Natural Language Processing & Deep Learning: Zero to Hero
Genre: eLearning | MP4 | Video: h264, 1280x720 | Audio: AAC, 44.1 KHz
Language: English | VTT | Size: 8.43 GB | Duration: 15h 29m
Genre: eLearning | MP4 | Video: h264, 1280x720 | Audio: AAC, 44.1 KHz
Language: English | VTT | Size: 8.43 GB | Duration: 15h 29m
Linguistics & Machine Learning: Grammar Syntax, Sentiment, ScrapeTweets, RNN/LSTM,Chatbot, SQuAD, Summary, Audio To Text
What you'll learn
Libraries: Tensorflow, Pytorch, NLTK, SpaCy, Sci-kit Learn, Twint
Linguistics Foundation To Help Learn NLP Concepts
Deep Learning: Neural Networks, RNN, LSTM Theory & Practical Projects
Machine Reading Comprehension: Create A Question Answering System with SQuAD
No Tedious Anaconda or Jupyter Installs: Use Modern Google Colab Cloud-Based Notebooks for using Python
How To Build Generative AI Chatbots
Create A Netflix Recommendation System With Word2Vec
Perform Sentiment Analysis on Steam Game Reviews
Convert Speech To Text
Machine Learning Modelling Techniques
Markov Property - Theory & Practical
Optional Python For Beginners Section
Cosine-Similarity & Vectors
Word Embeddings: My Favourite Topic Taught In Depth
Scrape Unlimited Tweets Using An Open Source Intelligence Tool
Speech Recognition
LSTM Fake News Detector
Context-Free Grammar Syntax
Scrape Wikipedia & Create An Article Summarizer
Description
This course takes you from a beginner level to being able to understand NLP concepts, linguistic theory, and then practice these basic theories using Python - with very simple examples as you code along with me.
Get experience doing a full real-world workflow from Collecting your own Data to NLP Sentiment Analysis using Big Datasets of over 50,000 Tweets.
Data collection: Scrape Twitter using: OSINT - Open Source Intelligence Tools: Gather text data using real-world techniques. In the real world, in many instances you would have to create your own data set; i.e source your data instead of downloading a clean, ready-made file online
Use Python to search relevant tweets for your study and NLP to analyze sentiment.
Language Syntax: Most NLP courses ignore the core domain of Linguistics. This course explains the fundamentals of Language Syntax & Parse trees - the foundation of how a machine can interpret the structure of s sentence.
New to Python: If you are new to Python or any computer programming, the course instructions make it easy for you to code together with me. I explain code line by line.
No Installs, we go straight to coding - Code using Google Colab - to be up-to-date with what's being used in the Data Science world 2021!
The gentle pace takes you gradually from these basics of NLP foundation to being able to understand Mathematical & Linguistic (English-Language-based, Non-Mathematical) theories of Deep Learning.

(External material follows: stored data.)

PR #222, opened 2014-08-17
Fix can't reference main bundles in production mode uniquely

asavoy:
This fix actually makes the problem more apparent: if steal is asked to load a main bundle in production, it will only use the filename component. So `users/list.js` and `tasks/list.js` would both result in looking for `bundles/list.js`. Instead, this keeps the path component, and so the mains will be unique: `users/list.js` => `bundles/users/list.js` and `tasks/list.js` => `bundles/tasks/list.js`. 

This is the corresponding fix to https://github.com/bitovi/steal-tools/pull/54 - that fix is required to have steal-tools build main bundles at the location that this fix expects them to be.


justinbmeyer:
@asavoy I'm sorry to even ask this, but if you can rebase this one more time, I can get this in on Thursday for the 0.6.0 release.  Thanks!

alexisabril:
Rebased version of this PR is in #320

Natural Language Processing Foundation
Linguistics & Semantics - study the background theory on natural language to better understand the Computer Science applications
Pre-processing Data (cleaning)
Regex, Tokenization, Stemming, Lemmatization
Name Entity Recognition (NER)
Part-of-Speech Tagging
Libraries:
NLTK
Sci-kit Learn
Tensorflow
Pytorch
SpaCy
DeepPavlov
Twint
The topics outlined below are taught using practical Python projects!
Parse Tree
Markov Chain
Text Classification & Sentiment Analysis
Company Name Generator
Unsupervised Sentiment Analysis
Topic Modelling
Word Embedding with Deep Learning Models
Open Domain Question Answering (like asking Google)

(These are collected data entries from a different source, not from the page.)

PR #265, opened 2014-10-10
Less options paths

whitecolor:
Added ability to have custom ```paths``` option in ```lessOptions``` (that is used only in nodejs mode). Options moved inside of ```translate``` function. Added ```steal.extend```.

### DIFF
--- a/.jshintrc
+++ b/.jshintrc
@@ -15,7 +15,9 @@
     "notStrictEqual": true,
     "raises": true,
     "start": true,
-    "stop": true
+    "stop": true,
+    "System": true,
+    "Promise": true
   },
 
   "curly": true,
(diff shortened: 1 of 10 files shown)


justinbmeyer:
@whitecolor Sorry about the delay.  I'm trying to get everything in for 0.6.0. Can you:

- remove the steal.extend, 
- add docs
- change the test to use module value of the less file.  It is and object with a `source` property that is the compiled CSS output.  https://github.com/bitovi/steal/blob/master/ext/css.js#L39

If you can do this, I will merge it.  Thanks!

whitecolor:
@justinbmeyer I would better move less support out of steal core. I currently use my own plugin. I'm not gotint to update this pull so I think it should be closed.

justinbmeyer:
One of the central motivations of steal is to make it so less and a few other types work by default.

PR #298, opened 2014-12-11
Allow truthy script options.

### LINKED ISSUE #288: Allow truthy script options
For example:

```html
<script src="bower_components/steal/steal.js"
  data-bower-dev></script>
```

Should make `System.bowerDev === true`.  I think this doesn't work because we are just setting to the attribute value.

m-mujica:
Closes #288.

As per [spec](http://www.w3.org/TR/html-markup/syntax.html#syntax-attr-empty), the empty attribute syntax `<input disabled>` is exactly equivalent to specifying the empty string as the value for the attribute, as in `<input disabled="">`, I tried it in a few browsers and the behaviour is consist... I'll try later tonight in IE.


test/test.js
```diff
@@ -243,6 +243,10 @@ QUnit.config.testTimeout = 30000;
 		makeIframe("less_options/site.html");
 	});
 
+	asyncTest("allow truthy script options", function(){
```
justinbmeyer: include the issue number

PR #329, opened 2015-02-19
Windows Compatibility

James0x57:
Adding windows compatibility - Please review =)


justinbmeyer:
Please add testee back in for now so this doesn't get merged without it.

James0x57:
$ npm install
and
$ grunt build
both went through without error after re-adding testee.

matthewp:
Ok, I'll try running this through the Windows CI (appveyor)

matthewp:
It's failing because we don't have browsers set up in Appveyor, i'm looking up how to do this.

main.js
```diff
@@ -42,6 +42,8 @@
 		},
 		dir = function(uri){
 			var lastSlash = uri.lastIndexOf("/");
+			if(lastSlash === -1)
```
matthewp: Add a comment for why we are doing this.

main.js
```diff
@@ -299,6 +303,24 @@ var makeSteal = function(System){
 				addProductionBundles.call(this);
 			}
 		};
+
+	// checks if we're running in node, then prepends the "file:" protocol if we are
+	var envPath = function(val) {
+		//next line is var we can use to check if it's running on windows. May use if specifying the "file:" protocol causes issues on *nix machines.
+		//var isInWindows = (typeof process !== "undefined" && typeof process.platform !== "undefined" && /^win/.test(process.platform));
```
matthewp: Get rid of this code, we know this works fine on unix.

matthewp:
We should do a setter for `paths` as well.

matthewp:
Yay, finally. There is a bug in npm v1.x that causes npm install to break on Windows some times, but happened often on AppVeyor. Upgrading to npm 2.x on AppVeyor fixes the issue and now we have a clean build.

matthewp:
Oh, we need to get a path setter working with this as well. I'll update it.

PR #330, opened 2015-02-20
IE8 doesn't support console.log.apply

tracer99:


ext/dev.js
```diff
@@ -117,10 +117,14 @@
 			}
 		},
 		_logger:function(type, arr){
-			if(console.log.apply){
-				console[type].apply(console, arr);
-			} else {
+			if (typeof console.log == "object") {
```
matthewp: What is this case for?

tracer99: This is feature detection, specifically for IE8. console.log is an object in IE8 but a function in all other modern browsers. console.log.apply does not exist in IE8

matthewp: If it's an object then how do you use it? Won't `console[type](arr);` throw?

tracer99: Nope. Just tried it in IE8.

matthewp: Can you explain though?  If `type` is "log" and you are saying that console.log is an object, you can't call an object, it should throw. I don't doubt that your code is correct, I just want to understand it.

matthewp: Ok, I researched this a bit myself and it seems that console.log is an object but you can call it like a function. Really bizarre.  However I also found out that `console` doesn't exist until you open the dev tools. So we should really be checking typeof console as well.

tracer99: Trying to explain how IE8 works half of the time is an exercise in frustration.

tracer99: Sure. I'll amend the code

matthewp:
Thank you!

PR #341, opened 2015-02-26
Fixing links

marshallswain:
This fixes the link to npm/http-server and turns the URLs to localhost:8080 into links.  They might as well be clickable.


matthewp:
Awesome, thank you.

Closed Domain Question Answering (Like asking a Restaurant-Finder bot)
LSTM using TensorFlow, Keras Sequence Model
Speech Recognition
Convert Speech to Text
Neural Networks
This is taught from first principles - comparing Biological Neurons in the Human Brain to Artificial Neurons.
Practical project: Sentiment Analysis of Steam Reviews
Word Embedding: This topic is covered in detail, similar to an undergraduate course structure that includes the theory & practical examples of:
TF-IDF
Word2Vec
One Hot Encoding
gloVe
Deep Learning
Recurrent Neural Networks
LSTMs
Get introduced to Long short-term memory and the recurrent neural network architecture used in the field of deep learning.
Build models using LSTMs
Who this course is for:
Anyone who is curious about data science & NLP
Those who are in the Business & Marketing world - learn use NLP to gain insight into customers & products. Can help at interviews & job promotions.
If you intend to enrol in an NLP/Data Science course but are a total newbie, complete this course before to avoid being lost in class since it can seem overwhelming if classmates already have a foundation in Python or Datascience.